Si Anouilh est un auteur à la fois célèbre et inclassable, c'est qu'il s'est placé en marge des deux grandes avenues théâtrales de l'après-guerre, le souci d'un théâtre populaire, les recherches de l'avant-garde. Un pessimisme fondamental se dégage de ses pièces, dans lesquelles la pureté et la tendresse, quand elles existent, sont court-circuitées par la médiocrité et l'avilissement. D'indéniables qualités de dramaturge (un sens aigu du dialogue hérité, entre autres, de Marivaux, une aisance à la Giraudoux dans le maniement de l'espace et du temps, une langue sèche et efficace qui réunit le lieu prétendu commun et la pointe originale) sont mises au service d'une détestation de toutes les hypocrisies. Si l'analyse que ce théâtre d'humeur fait de la société française peut passer pour politique, c'est qu'en politique, plus encore qu'ailleurs, la « pureté » est impossible. Anouilh va même parfois assez loin pour qu'on lise dans son théâtre une sorte d'acceptation rageuse de toutes les catastrophes, vécues ou à venir, pourvu qu'elles aient été ou soient « exemplaires », c'est-à-dire, en somme, inutiles. Anouilh, dont les débuts, alors qu'il était secrétaire de Jouvet, furent difficiles (l'Hermine, 1932), a lui-même distingué dans son œuvre des pièces « roses » (le Bal des voleurs, 1938 ; le Rendez-vous de Senlis, 1941), des pièces « noires » (le Voyageur sans bagage, 1937 ; la Sauvage, 1938 ; Antigone, 1944), des pièces « brillantes » (la Répétition ou l'Amour puni, 1950 ; Colombe, 1951), des pièces « grinçantes » (Ardèle ou la Marguerite, 1948 ; la Valse des toréadors, 1952 ; la Grotte, 1961 ; l'Orchestre, 1962), des pièces « costumées » (l'Alouette, 1953 ; Becket ou l'Honneur de Dieu, 1959 ; la Foire d'empoigne, 1962 ; Leonora, 1977), des pièces « baroques » (Cher Antoine ou l'Amour raté, 1969 ; le Directeur de l'Opéra, 1972), des pièces « secrètes » (l'Arrestation, 1975), voire des pièces « farceuses » (Chers Zoiseaux, 1976) : ce partage (dont le bien-fondé reste à prouver) n'est pas sans faire penser à une possible désacralisation de l'« œuvre » elle-même, et à une mise en question (ou en pièces) de l'auteur par lui-même, comme en témoigne le schéma pirandellien du « théâtre dans le théâtre » vers lequel il incline de plus en plus (la Belle Vie, 1980), mais sans pouvoir détacher ses yeux fascinés d'une époque experte en automystification (la Culotte, 1978 ; le Nombril, 1981).

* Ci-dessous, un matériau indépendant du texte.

PR #111, opened 2021-03-31
use a mimemagic version that wasn't pulled

exterm:
Builds are currently broken on master because the mimemagic version we're using has been pulled.

Update mimemagic - this is the simplest possible fix.

### DIFF
--- a/Gemfile.lock
+++ b/Gemfile.lock
@@ -133,7 +133,9 @@ GEM
     marcel (0.3.3)
       mimemagic (~> 0.3.2)
     method_source (1.0.0)
-    mimemagic (0.3.5)
+    mimemagic (0.3.10)
+      nokogiri (~> 1)
+      rake
     mini_mime (1.0.2)
     mini_portile2 (2.4.0)
     minitest (5.14.0)


gmcgibbon (changes requested):
We can't use mimemagic anymore because it is GPL. Can you update rails instead? A release was pushed 4 days ago to amend this.

exterm:
> We can't use mimemagic anymore because it is GPL. 

I thought that just applied to the pulled releases?

😢 

I have a Rails update in https://github.com/Shopify/packwerk/pull/110, but it is a much larger changeset.

exterm:
current `mimemagic` has MIT license. https://github.com/mimemagicrb/mimemagic/blob/master/LICENSE

exterm:
(as does the version used in this PR, `0.3.10`) https://github.com/mimemagicrb/mimemagic/blob/v0.3.10/LICENSE

gmcgibbon:
The package still depends on `shared-mime-info` which is GPL IIRC... I'm not sure what that means 🤔

gmcgibbon:
It seems easier to just bump rails if we're going to have to do that anyway.

exterm:
Bumping Rails is Definitely not as easy as I thought 😞

exterm:
> The package still depends on `shared-mime-info`

Does it? That dependency doesn't show either in my lock file or in https://github.com/mimemagicrb/mimemagic/blob/v0.3.10/mimemagic.gemspec

PR #116, opened 2021-04-28
Normalize parse commands into single class

mclark:
In https://github.com/Shopify/packwerk/pull/109 there is quite a bit of repeated logic between the three commands that parse the subject files for reference violations (`update_deprecations`, `check`, and `stale_violations`). Normalizing all of this logic now reduces the possibility of bugs and makes the code base smaller and more testable. Also, for future refactoring code related to parallelization, this change should make those changes more readable in PR form.

I brought the three common parsing commands into a single `ParseRun` class. As each command essentially differs only in how the result is interpreted, it made sense to just extract that part from each legacy command.

* The `check` command was never properly extracted and has special handling for interrupts. As this is now handled in the same code that handles the other two commands we need to ensure no new bugs are introduced at that level.
* This change is purely restructuring and adds no new tests. Existing tests have been interpreted and written to conform to the new code interface.

## Type of Change

- [ ] Bugfix
- [ ] New feature

### Additional Release Notes

## Checklist


mclark:
I have verified this produces identical output to the `main` branch against the github monolith for both `check` and `update-deprecations`.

   Dans Antigone (1944), comme Sartre et comme Giraudoux, Anouilh, face au « retour du tragique » dans la vie quotidienne de l'Europe, a réutilisé le cadre du théâtre grec. Mais, tandis que chez Sophocle l'opposition était entre deux visions du droit et entre deux caractères inflexibles et tranchés, chez Anouilh il s'agit d'un heurt « simplement » dramatique, dans un monde sans dieu, entre les nécessités de l'existence et la haine du quotidien, entre la peur du vide et l'attirance du gouffre. À la fin de la pièce, Créon est « innocent en somme », tandis qu'Antigone s'est imposée comme une héroïne dégoûtée, comme une enfant, qui, parce qu'elle a grandi, a voulu mourir.